I have a form where users enter a URL and it will need to pull data from the page (all information is within a div that has class="page-main-content"). I need to select the first occurance of an H1 element, along with a handful of other HTML elements. Can anyone help? I have this code as my test.php page. Then in the URL bar for the form, I enter in test2.php
test.php
<?php
if(true)
{
if(!isset($_POST['submit']))
{
?>
<form action="<?php echo htmlspecialchars($_SERVER["PHP_SELF"]); ?>" method="post">
<label for="url">Enter the URL of the article:</label> <input id="url" name="URL" type="text" />
<label for="submit"><input id="submit" class="button" name="submit" type="submit" /></form>
<?php
}
else if(filter_var($_POST['URL'], FILTER_VALIDATE_URL) === false)
{
?>
<div class="error"><p>Error: The URL you entered was invalid. Please try again</p></div>
<form action="<?php echo htmlspecialchars($_SERVER["PHP_SELF"]); ?>" method="post">
<label for="url">Enter the URL of the article:</label> <input id="url" name="URL" type="text" />
<label for="submit"><input id="submit" class="button" name="submit" type="submit" /></form>
<?php
}
else
{
$url=$_POST['URL'];
$doc = new DOMDocument;
$doc->preserveWhiteSpace = FALSE;
$doc->loadHTMLFile($url);
$emailContents=array();
$xpath=new DomXPath($doc);
$h1Found=false;
//Find element with class="page-main-content"

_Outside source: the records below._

PR #571, opened 2025-03-19
feat: add interface for TappedMenuItemGroup event

dblandin:
### Description

To track a user selecting an item within a menu group, for example the navigation menu in the Account screen.

Will eventually replace the `tappeMenuItem` event only used in a couple places.


louislecluse (approved):

artsyit:
:rocket: PR was released in [`v4.245.0`](https://github.com/artsy/cohesion/releases/tag/v4.245.0) :rocket:

PR #572, opened 2025-03-24
fix(batch-import): Use action instead of event

damassi:
The type of this PR is: **Fix**

### Description

We were getting errors over on the client about the analytics schema, and realized we _need_ an action for each event. And also added a missing highlight warning/error event, while re-adding the error one. 

cc @artsy/amber-devs


artsyit:
:rocket: PR was released in [`v4.246.0`](https://github.com/artsy/cohesion/releases/tag/v4.246.0) :rocket:

PR #573, opened 2025-03-24
feat: add express checkout viewed event

rquartararo:

### Description

This adds an `expressCheckoutViewed` event to track when a user views the express checkout in the order flow. 


xander-pero:
Event definition looks good. Triple checking that we're talking about the same thing for firing logic:
this event would fire when a user lands on the `Shipping` page, and Express Checkout button is available, like in screenshot:
Screenshot 2025-03-24 at 3 57 34 PM

xander-pero (approved):

PR #574, opened 2025-03-25
chore(EMI-2366): update express checkout viewed to receive multiple payment methods

rquartararo:

This PR resolves [EMI-2366]

### Description
This updates the express checkout viewed to receive multiple payment methods as when we start adding more express checkout options the user could view multiple checkout options / buttons. 

[EMI-2366]: https://artsyproduct.atlassian.net/browse/EMI-2366?atlOrigin=eyJpIjoiNWRkNTljNzYxNjVmNDY3MDlhMDU5Y2ZhYzA5YTRkZjUiLCJwIjoiZ2l0aHViLWNvbS1KU1cifQ


xander-pero (approved):
Good catch!

xander-pero:
Yep, no problem at all. Can be like that

PR #1722, opened 2021-08-23
housekeeping: react-hook-form v7

dschaller:
### Description

Updating react-hook-form and related packages from beta to stable.

### Testing Performed

manual


scarlettperry:
Played with it locally and noticed that:
1) the validation isn't working on the metadata table. Tested on K8s Resize HPA
2) the Search and Advanced Search form fields incorrectly say fields aren't provided when trying to submit via `keydown` (but works if you submit via button). Tested on K8s ResizeHPA

PR #1741, opened 2021-09-03
frontend: refactor app provider

dschaller:
### Description

This is a rather large change to the app provider:
  * Make workflow filters synchronous
  * Allow for overrides of an individual workflow props
  * Renamed types for application types
  * Cleaned up code
  * Added unit tests

### Testing Performed

Unit

### DIFF
--- a/frontend/packages/core/src/AppProvider/filters.tsx
+++ b/frontend/packages/core/src/AppProvider/filters.tsx
@@ -1,0 +1,26 @@
+import { featureFlags } from "../flags";
+
+import type { Workflow } from "./types";
+
+/**
+ * Filter workflow routes using available feature flags.
+ *
+ * @param workflows a list of valid Workflow objects.
+ */
+const featureFlagFilter = (workflows: Workflow[]): Promise<Workflow[]> => {
+  return featureFlags().then(flags =>
+    workflows.filter(workflow => {
+      /* eslint-disable-next-line no-param-reassign */
+      workflow.routes = workflow.routes.filter(route => {
+        const show =
+          route.featureFlag === undefined ||
+          (flags?.[route.featureFlag] !== undefined &&
+            flags[route.featureFlag].booleanValue === true);
+        return show;
+      });
+      return workflow.routes.length !== 0;
+    })
+  );
+};
+
+export default featureFlagFilter;
--- a/frontend/packages/core/src/AppProvider/tests/registrar.test.tsx
+++ b/frontend/packages/core/src/AppProvider/tests/registrar.test.tsx
@@ -1,6 +1,7 @@
 import React from "react";
 
-import { workflowRoutes } from "../registrar";
+import { registeredWorkflows, workflowRoutes } from "../registrar";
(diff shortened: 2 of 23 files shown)


frontend/packages/core/src/AppProvider/filters.tsx
```diff
@@ -0,0 +1,26 @@
...
+
+import type { Workflow } from "./types";
+
+/**
+ * Filter workflow routes using available feature flags.
+ *
+ * @param workflows a list of valid Workflow objects.
+ */
+const featureFlagFilter = (workflows: Workflow[]): Promise<Workflow[]> => {
+  return featureFlags().then(flags =>
```
dschaller, line 11: TODO: look into the timeout on these as they are now blocking render

frontend/packages/core/src/AppProvider/tests/registrar.test.tsx
```diff
@@ -34,86 +35,198 @@ const WORKFLOW_CONFIG = {
...
+      expect(workflows[0].displayName).toBe("Amazon Web Services");
+    });
+  });
+
+  it("removes workflow overrides from gateway config", () => {
+    gatewayConfig[WORKFLOW_ID].overrides = { displayName: "Amazon Web Services" };
+    return registeredWorkflows(availableWorkflows, gatewayConfig).then(() => {
+      expect(warn).not.toHaveBeenCalled();
+    });
+  });
```
scarlettperry, line 165: is there a typo in the test description? not sure what is getting "removed"

frontend/packages/core/src/AppProvider/types.tsx
```diff
@@ -0,0 +1,82 @@
...
+
+/** Overrides to apply to a workflow within a gateway. */
+export interface WorkflowOverrides {
+  overrides?: Partial<WorkflowBase>;
+}
+
+/** Configuration specific to the gateway running. */
+export interface GatewayConfig {
+  /** Unique package name to collection of routes */
+  [packageName: string]: RouteConfigs | WorkflowOverrides;
```
scarlettperry, line 42: since `RouteConfigs` and/or `WorkflowOverrides` can be passed, is a `GatewayConfig` without `RouteConfigs` valid? if not, I wonder if that might confuse users and lead to some usage errors

frontend/packages/core/src/AppProvider/tests/registrar.test.tsx
scarlettperry: oh i think i understand now https://github.com/lyft/clutch/pull/1741/files#diff-7157db281f494cb33c18ac118bfd99f9ec25a1645e1e9097b15f07e808a825a8R95

scarlettperry:
also, could an example of a config with overrides be added to the docs?

frontend/packages/core/src/AppProvider/types.tsx
dschaller: it is valid but we would remove the package since there are no routes associated with the package

PR #1744, opened 2021-09-10
chaos: update go-control-plane to latest

danielhochman:
### Description
Had to implement interface changes with latest version of go-control-plane.

### Testing Performed
CI.


backend/module/chaos/experimentation/xds/xds.go
```diff
@@ -244,11 +304,25 @@ func (c *ecdsCallbacks) OnStreamRequest(streamID int64, req *gcpDiscoveryV3.Disc
 	return nil
 }
 
+func (c *ecdsCallbacks) OnStreamDeltaRequest(streamID int64, req *gcpDiscoveryV3.DeltaDiscoveryRequest) error {
+	c.safeECDSResources.setResourcesForCluster(req.Node.Cluster, req.ResourceNamesSubscribe)
```
danielhochman, line 308: this is the only line i'm not sure about. there's also `req.ResourceNamesUnsubscribe`. afaict that could be used for optimization but won't cause any problems if left out based on my reading of the other code, in particular `getResourcesForCluster`.

kathan24:
I think we can just keep the body of the Delta methods empty since we don't use [Delta gRPC xDS](https://www.envoyproxy.io/docs/envoy/latest/intro/arch_overview/operations/dynamic_configuration#delta-grpc-xds).

Clutch config is [here](https://github.com/lyft/envoy-static-config/blob/master/templates/top_level_helper.yaml#L69) and as per the doc [here](https://www.envoyproxy.io/docs/envoy/latest/configuration/overview/xds_api#delta-endpoints), is should be DELTA_GRPC if we use delta which we don't

backend/module/chaos/experimentation/xds/xds.go
kathan24: Afair, the whole logic around `ecdsResourceMap` is used for a fail-safe mechanism. 
Eg, Let's say we have injected a fault on a cluster but at the time of removal, the cluster is disconnected from the server. Whenever the connection re-establishes, it will remove the fault.

kathan24 (approved):

mikecutalo (approved):

PR #1745, opened 2021-09-13
dash cards: update/add breakpoints

scarlettperry:
### Description
Currently, the cards remain side by side until the screen size reaches the `xs` breakpoint. Since card info can be dense (i.e. many columns) we want the cards to take the screen's full width at an earlier breakpoint.
* PR updates the small breakpoint value and adds the medium and large breakpoint so that the cards remain side by side until the screen size becomes less than 1280px. https://material-ui.com/customization/breakpoints/
* Tables are used in the internal cards and realized that it has a default breakpoint at which to compress the table rows. Since cards take up full width now, PR changes the default to `small` so that the table rows take up the full space available and also adds a `compressBreakpoint` prop so that user can change the default value.

### Testing Performed
locally

update

### DIFF
--- a/frontend/packages/core/src/Table/table.tsx
+++ b/frontend/packages/core/src/Table/table.tsx
@@ -96,6 +96,8 @@ const TableContainer = ({ children }: TableContainerProps) => (
 export interface TableProps extends Pick<MuiTableProps, "stickyHeader"> {
   /** The names of the columns. This must be set (even to empty string) to render the table. */
   columns: string[];
+  /** The breakpoint at which to compress the table rows. By default the small breakpoint is used. */
+  compressBreakpoint?: "xs" | "sm" | "md" | "lg" | "xl";
   /** Hide the header. By default this is false. */
   hideHeader?: boolean;
   /** Add an actions column. By default this is false. */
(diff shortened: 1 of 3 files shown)


frontend/workflows/projectSelector/src/dash.tsx
```diff
@@ -1,7 +1,10 @@
 import * as React from "react";
-import { Box } from "@material-ui/core";
+import { Table, TableRow, Typography } from "@clutch-sh/core";
```
scarlettperry, line 2: fyi nothing in this file will be merged. this is just for PR reviewers in case they want to locally test

scarlettperry:
lmk your thoughts on the approach. we can break into full width at a different break point/define our own custom breakpoints

scarlettperry:
converting to draft b/c might also need to update the core table's compress logic. discussing offline with team.

scarlettperry:
updated PR gif with latest changes

smonero (approved):

lyft-tla (approved):

frontend/packages/core/src/Table/table.tsx
```diff
@@ -96,6 +96,8 @@ const TableContainer = ({ children }: TableContainerProps) => (
 export interface TableProps extends Pick<MuiTableProps, "stickyHeader"> {
   /** The names of the columns. This must be set (even to empty string) to render the table. */
   columns: string[];
+  /** The breakpoint at which to compress the table rows. By default the small breakpoint is used. */
+  compressBreakpoint?: "xs" | "sm" | "md" | "lg" | "xl";
```
dschaller, line 100: Can we use material's interface for these?
`import type { BreakpointDefaults } from "@material-ui/core/styles/createBreakpoints";`

PR #1746, opened 2021-09-13
dash: fix card container overflow behavior

danielhochman:
### Description

Fix overflow behavior of card container, before it would scroll the entire page including the selector.

*AFTER*
Peek 2021-09-13 13-06 AFTER

### Testing Performed
Manual


scarlettperry (approved):
tested and looks great!

dschaller (approved):

PR #1749, opened 2021-09-17
dynamodb: fix BillingMode to proto method

angethuy:
### Description

This PR revises how the BillingMode field for tables is marshaled into proto format. 

### Testing Performed

Manual testing locally + unit tests

### DIFF
--- a/backend/service/aws/dynamodb.go
+++ b/backend/service/aws/dynamodb.go
@@ -45,11 +45,16 @@ func (c *client) DescribeTable(ctx context.Context, region string, tableName str
 	result, err := getTable(ctx, cl, tableName)
 
 	if err != nil {
-		c.log.Error("unable to find table", zap.Error(err))
+		c.log.Warn("unable to find table on region: "+region, zap.Error(err))
 		return nil, err
 	}
 
-	ret := newProtoForTable(result.Table, region)
+	table, ok := result.Table
+	if !ok {
+		return nil, status.Error(codes.NotFound, "Table description not found")
+	}
+
+	ret := newProtoForTable(table, region)
 
 	return ret, nil
 }
--- a/backend/service/aws/dynamodb.go
+++ b/backend/service/aws/dynamodb.go
@@ -124,12 +124,13 @@ func newProtoForIndexStatus(s types.IndexStatus) dynamodbv1.GlobalSecondaryIndex
 // if a table is PAY_PER_REQUEST (on demand), it will have 0 RCU/WCU provisioned
 func checkBillingMode(t *types.ProvisionedThroughputDescription) types.BillingMode {
 	if (*t.ReadCapacityUnits > 0) || (*t.WriteCapacityUnits > 0) {
-		return "PROVISIONED"
+		return types.BillingModeProvisioned
 	}
 	if (*t.ReadCapacityUnits == 0) || (*t.WriteCapacityUnits == 0) {
-		return "PAY_PER_REQUEST"
+		return types.BillingModePayPerRequest
 	}
-	return "UNKNOWN" // unable to infer what billing mode it is
+
+	return "UNSPECIFIED" // unable to infer what billing mode it is
 }
 
 func newProtoForBillingMode(t *types.TableDescription) dynamodbv1.Table_BillingMode {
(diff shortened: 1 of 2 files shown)


scarlettperry (approved):

backend/service/aws/dynamodb.go
```diff
@@ -118,8 +118,8 @@ func newProtoForIndexStatus(s types.IndexStatus) dynamodbv1.GlobalSecondaryIndex
 	return dynamodbv1.GlobalSecondaryIndex_Status(value)
 }
 
-func newProtoForBillingMode(s types.BillingMode) dynamodbv1.Table_BillingMode {
-	value, ok := dynamodbv1.Table_BillingMode_value[string(s)]
+func newProtoForBillingMode(s *types.BillingModeSummary) dynamodbv1.Table_BillingMode {
+	value, ok := dynamodbv1.Table_BillingMode_value[string(s.BillingMode)]
```
dschaller, line 122: Should this be a more explicit nil check?
something like:
```go
if s == nil {
		return dynamodbv1.Table_BILLING_UNKNOWN
}
value, ok := dynamodbv1.Table_BillingMode_value[string(s.BillingMode)]
```

angethuy: Good call, I'll add the explicit check

backend/service/aws/dynamodb.go
```diff
@@ -118,11 +118,33 @@ func newProtoForIndexStatus(s types.IndexStatus) dynamodbv1.GlobalSecondaryIndex
...
 
-func newProtoForBillingMode(s types.BillingMode) dynamodbv1.Table_BillingMode {
-	value, ok := dynamodbv1.Table_BillingMode_value[string(s)]
+// manually check the billing mode by inferring it from throughput
+// to cover cases where AWS does not return the mode in the table description
+// if a table is PROVISIONED, it will have at least 1 RCU/WCU provisioned
+// if a table is PAY_PER_REQUEST (on demand), it will have 0 RCU/WCU provisioned
+func checkBillingMode(t *types.ProvisionedThroughputDescription) types.BillingMode {
+	if (*t.ReadCapacityUnits > 0) || (*t.WriteCapacityUnits > 0) {
+		return "PROVISIONED"
```
mikecutalo, line 127: Shouldn't we have constants for this already defined in proto? Can we the string value there instead of writing them out here? This applies for all use cases in this pr.

backend/service/aws/dynamodb.go
```diff
@@ -118,11 +118,33 @@ func newProtoForIndexStatus(s types.IndexStatus) dynamodbv1.GlobalSecondaryIndex
 	return dynamodbv1.GlobalSecondaryIndex_Status(value)
 }
 
-func newProtoForBillingMode(s types.BillingMode) dynamodbv1.Table_BillingMode {
-	value, ok := dynamodbv1.Table_BillingMode_value[string(s)]
+// manually check the billing mode by inferring it from throughput
+// to cover cases where AWS does not return the mode in the table description
+// if a table is PROVISIONED, it will have at least 1 RCU/WCU provisioned
+// if a table is PAY_PER_REQUEST (on demand), it will have 0 RCU/WCU provisioned
+func checkBillingMode(t *types.ProvisionedThroughputDescription) types.BillingMode {
```
dschaller, line 125: super nit: since this returns a billing mode should it be named something like `getBillingMode` or `billingModeForThroughput`?

backend/service/aws/dynamodb.go
```diff
@@ -118,11 +118,34 @@ func newProtoForIndexStatus(s types.IndexStatus) dynamodbv1.GlobalSecondaryIndex
...
+// if a table is PAY_PER_REQUEST (on demand), it will have 0 RCU/WCU provisioned
+func getBillingMode(t *types.ProvisionedThroughputDescription) types.BillingMode {
+	if (*t.ReadCapacityUnits > 0) || (*t.WriteCapacityUnits > 0) {
+		return types.BillingModeProvisioned
+	}
+	if (*t.ReadCapacityUnits == 0) || (*t.WriteCapacityUnits == 0) {
+		return types.BillingModePayPerRequest
+	}
+
+	return "UNSPECIFIED" // unable to infer what billing mode it is
```
mikecutalo, line 133: Do we not have a type for this one?

angethuy: This check happens before the json response is marshaled into our proto, so I had to use the AWS type enums here since I'm returning an AWS type. [AWS BillingMode enum](https://pkg.go.dev/github.com/aws/aws-sdk-go-v2/service/dynamodb@v1.5.1/types#BillingMode) only has `provisioned` and `pay_per_request` ): 

In theory this check shouldn't ever return UNSPECIFIED because that would mean we're missing both `BillingMode` and `ProvisionedThroughput` from AWS's DescribeTable response

mikecutalo: Alright lets just move this to a const then

PR #1752, opened 2021-09-21
core: update CardHeader styling

scarlettperry:
### Description
PR updates the card header styling based on the new changes from Design. High-level callouts:
* card header min height is now 48px
* there's less padding on the card header
* the avatar icon is smaller
* the vertical divider height is smaller

I also updated the typography component because it was missing the body4 variant which is used in the card header.

### Testing Performed
locally (mock cards are included in the PR if you'd like to test as well)

before
Screen Shot 2021-09-21 at 9 48 31 AM

after

Screen Shot 2021-09-27 at 4 33 57 PM

GIF (card header padding is outdated on this gif. this is just to show the changes to the collapse icon)
chevrons


frontend/packages/core/src/card.tsx
```diff
@@ -39,26 +39,33 @@ const StyledCardHeaderContainer = styled.div({
...
+
 // TODO: use material ui avatar component and implement figma design
-const StyledCardHeaderAvatar = styled.div({
-  width: "32px",
-  height: "32px",
+const StyledHeaderAvatar = styled.div({
+  width: "24px",
+  height: "24px",
   marginRight: "16px",
+  fontSize: "18px",
```
scarlettperry, line 61: fyi didn't use the typography component b/c we don't have a matching variant. (font sizes for icons in the core design system are 18px, 24px, and 36x)

frontend/packages/core/src/typography.tsx
```diff
@@ -62,9 +62,14 @@ const STYLE_MAP = {
...
   body3: {
+    size: "14",
+    weight: REGULAR,
+    lineHeight: "18",
+  },
+  body4: {
     size: "12",
     weight: REGULAR,
-    lineHeight: "20",
+    lineHeight: "16",
```
scarlettperry, line 72: some discrepancies with the core design system. `body3` was using `body4` styling and we were missing the `body4` variant

scarlettperry:
since the card header height is now almost half the height than it was previously, the hover state looks too big IMO (we're using the IconButton's default height and width of 48px). What do you think?

Screen Shot 2021-09-21 at 10 42 47 AM

danielhochman:
Can you reduce the space between the icon and title?

danielhochman:
I'd vote we move to a dual-state icon (`_` for collapse, `+` for grow, or chevrons)

and agreed i would reduce the hover state size by as much as possible

danielhochman (approved):
lgtm, with some small suggestions that could come in a separate PR

smonero (approved):

scarlettperry:
> I'd vote we move to a dual-state icon (`_` for collapse, `+` for grow, or chevrons)
> 
> and agreed i would reduce the hover state size by as much as possible

added dual-state icons (chevrons) and reduced icon button to 32x32 (confirmed w Kanchan)

danielhochman (approved):
very nice!

PR #1753, opened 2021-09-21
tools: update golangci-lint 1.42.1

mikecutalo:
### Description
Updating `golangci-lint` to the latest, this required some minor tweaks but nothing major.

Summary of changes
* Now using `sha256sum` as its provide upstream so we dont need to compute `MD5` our selves when checking the binary
* replaced deprecated`scopelint` with supported `exportloopref`
```
WARN [runner] The linter 'scopelint' is deprecated (since v1.39.0) due to: The repository of the linter has been deprecated by the owner.  Replaced by exportloopref.
```

* Fixed a couple new `gocritic` lints
```
service/chaos/experimentation/experimentstore/experiment_run_details.go:25:16: appendAssign: append result not assigned to the same slice (gocritic)
	properties := append(runProperties, configProperties...)
	              ^
service/chaos/experimentation/experimentstore/list_view.go:25:16: appendAssign: append result not assigned to the same slice (gocritic)
	properties := append(runProperties, configProperties...)
```

### Testing Performed
Locally & CI.

```
➜ clutch git:(main) make backend-lint
tools/golangci-lint.sh run
info: Downloading golangci-lint v1.42.1 to build environment
```

### DIFF
--- a/backend/.golangci.yml
+++ b/backend/.golangci.yml
@@ -3,21 +3,21 @@ linters:
   disable-all: true
   enable:
   - deadcode
-  - gci
   - errcheck
+  - exportloopref
+  - gci
   - gocritic
   - goimports
   - gosec
   - gosimple
   - govet
   - ineffassign
-  - scopelint
   - staticcheck
   - structcheck
   - typecheck
   - unused
-  - whitespace
   - varcheck
+  - whitespace
 linters-settings:
   gocritic:
     disabled-checks:
--- a/backend/cmd/assets/placeholder.go
+++ b/backend/cmd/assets/placeholder.go
@@ -1,4 +1,4 @@
-// +build !withAssets
+//go:build !withAssets
 
 package assets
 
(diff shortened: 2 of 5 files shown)


backend/.golangci.yml
```diff
@@ -3,21 +3,21 @@ linters:
   disable-all: true
   enable:
   - deadcode
-  - gci
   - errcheck
+  - exportloopref
```
danielhochman, line 7: may want to use https://github.com/kyoh86/looppointer instead, it's a stricter version https://github.com/kyoh86/looppointer#sensing-policy

backend/cmd/assets/placeholder.go
```diff
@@ -1,4 +1,4 @@
-// +build !withAssets
+//go:build !withAssets
```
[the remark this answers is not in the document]
danielhochman: this requires devs to be on 1.17 though, is that right? i think i'd rather hang on to the old syntax for a bit if possible to give people a change to upgrade.

backend/.golangci.yml
mikecutalo: This is not a supported linter by upstream golangci-lint, we could use it but would require more work to compile if I'm understanding the private plugin system correctly.

danielhochman: ah carry on then, we can take our chances with the less strict version

mikecutalo:
Going to hold on this while we create a preflight script that checks the development requirements #1639.

mikecutalo:
Now that the preflight script has landed were going to move forward on this.

PR #1757, opened 2021-09-22
frontend: metadata table should not update values if errors are present

dschaller:
### Description

If a metadata table row has validation errors it should not update the source field.

### Testing Performed

manual

### DIFF
--- a/frontend/packages/core/src/Table/metadata-table.tsx
+++ b/frontend/packages/core/src/Table/metadata-table.tsx
@@ -140,6 +140,8 @@ interface MutableRowProps extends ImmutableRowProps {
 const MutableRow: React.FC<MutableRowProps> = ({ data, onUpdate, onReturn, validation }) => {
   const error = validation.errors?.[data.name];
 
+  // intercept the update callback to prevent updates if there are form errors present
+  // based on the validation.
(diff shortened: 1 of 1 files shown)


danielhochman:
Conditional data binding seems like it could lead to strange bugs. User sees one value but another is actually present in the data. Why not block submission instead?

dschaller:
The problem is that the callback can do anything (in this case mutate the original data) which would allow form submission since the form is re-rendered upon data update

frontend/packages/core/src/Table/metadata-table.tsx
```diff
@@ -140,6 +140,9 @@ interface MutableRowProps extends ImmutableRowProps {
 const MutableRow: React.FC<MutableRowProps> = ({ data, onUpdate, onReturn, validation }) => {
   const error = validation.errors?.[data.name];
 
+  const updateCallback = (e: React.ChangeEvent<HTMLTextAreaElement | HTMLInputElement>) =>
+    error ? () => {} : onUpdate(e);
```
danielhochman, line 144: add comment

danielhochman (approved):

mikecutalo (approved):

PR #1759, opened 2021-09-23
frontend: ignore non-existent projects in dash

dschaller:
### Description

Dash: fix lookup of projects that do not exist in response.

notFound

### Testing Performed

manual

### DIFF
--- a/frontend/workflows/projectSelector/src/selector-reducer.tsx
+++ b/frontend/workflows/projectSelector/src/selector-reducer.tsx
@@ -1,4 +1,5 @@
 import type { clutch as IClutch } from "@clutch-sh/api";
+import type { ClutchError } from "@clutch-sh/core";
 import _ from "lodash";
 
 import {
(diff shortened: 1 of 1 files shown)


scarlettperry (approved):
tested locally & lgtm!

frontend/workflows/projectSelector/src/selector-reducer.tsx
```diff
@@ -207,16 +208,39 @@ const selectorReducer = (state: State, action: Action): State => {
...
-      */
-      return { ...state, loading: false, error: action?.payload?.result };
+    case "HYDRATE_ERROR": {
+      /**
+       * TODO: do we want to handle the error state differently? For example, when we render the error on the UI,
+       * it won't disapper unless there's a successful API call or if the user refreshes the page. If a user performs other
+       * actions, such as use the toggle/checkbox/ etc. the error message will be still be on the page
+       */
+      const err = action?.payload?.result as ClutchError;
+      // if (grpcCodeToHttpCode(err?.code) !== 404) {
```
mikecutalo, line 218: remove?
```suggestion
```

frontend/workflows/projectSelector/src/selector-reducer.tsx
```diff
@@ -207,16 +208,39 @@ const selectorReducer = (state: State, action: Action): State => {
...
+      if (err.status.code !== 404) {
+        return { ...state, loading: false, error: action?.payload?.result };
+      }
+      const errorMsg = err.message;
+      const validState = { ...state };
+      let projects = validState[Group.PROJECTS];
+      if (errorMsg) {
+        // this message is guaranteed to follow this format from the server
+        const ERROR_FMT = /unable to find project: (.+)/;
```
mikecutalo, line 227: Why do we need to parse the error message? Currently only one 404 case can be hit, when a project is not found. Is it too much to assume that if we see a 404 then this is the case?

dschaller: We need to parse it to extract just the service name that was searched for in order to remove it from the state

mikecutalo: Ah alright i see now thanks

mikecutalo (approved):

$results=$xpath->query("//*[contains(@class, 'page-main-content')]");
if (!is_null($results))
{
foreach ($results as $element)
{
$nodes = $element->childNodes;
foreach ($nodes as $node)
{
if(trim($node->textContent, " \n\r\t\0\xC2\xA0")!=='' && $node->nodeName==='h1' && !$h1Found)
{
echo "THIS IS FINDING THE H1-END".$node->textContent."<br>";
$h1Found=true;
}
elseif(trim($node->textContent, " \n\r\t\0\xC2\xA0")!=='')
{
echo $node->textContent. "<br>";
}
}
}
}
}
}
?>
Please ignore the stupid stuff like if(true) because I removed the condition for security reasons.
test2.php
<html>
<head>
<title>My Page</title>
</head>
<body>
<div class="page-main-content">
<h1>h1 test</h1>
<h1>h1 test</h1>
<p><a href="mypage1.html">Hello World!</a></p>
<p><a href="mypage2.html">Another Hello World!</a></p>
</div>
<p>THIS SHOULD NOT BE OUTPUTTED</p>
</body>
</html>
Again, ignore the poor HTML, this is purely for testing purposes. Please help.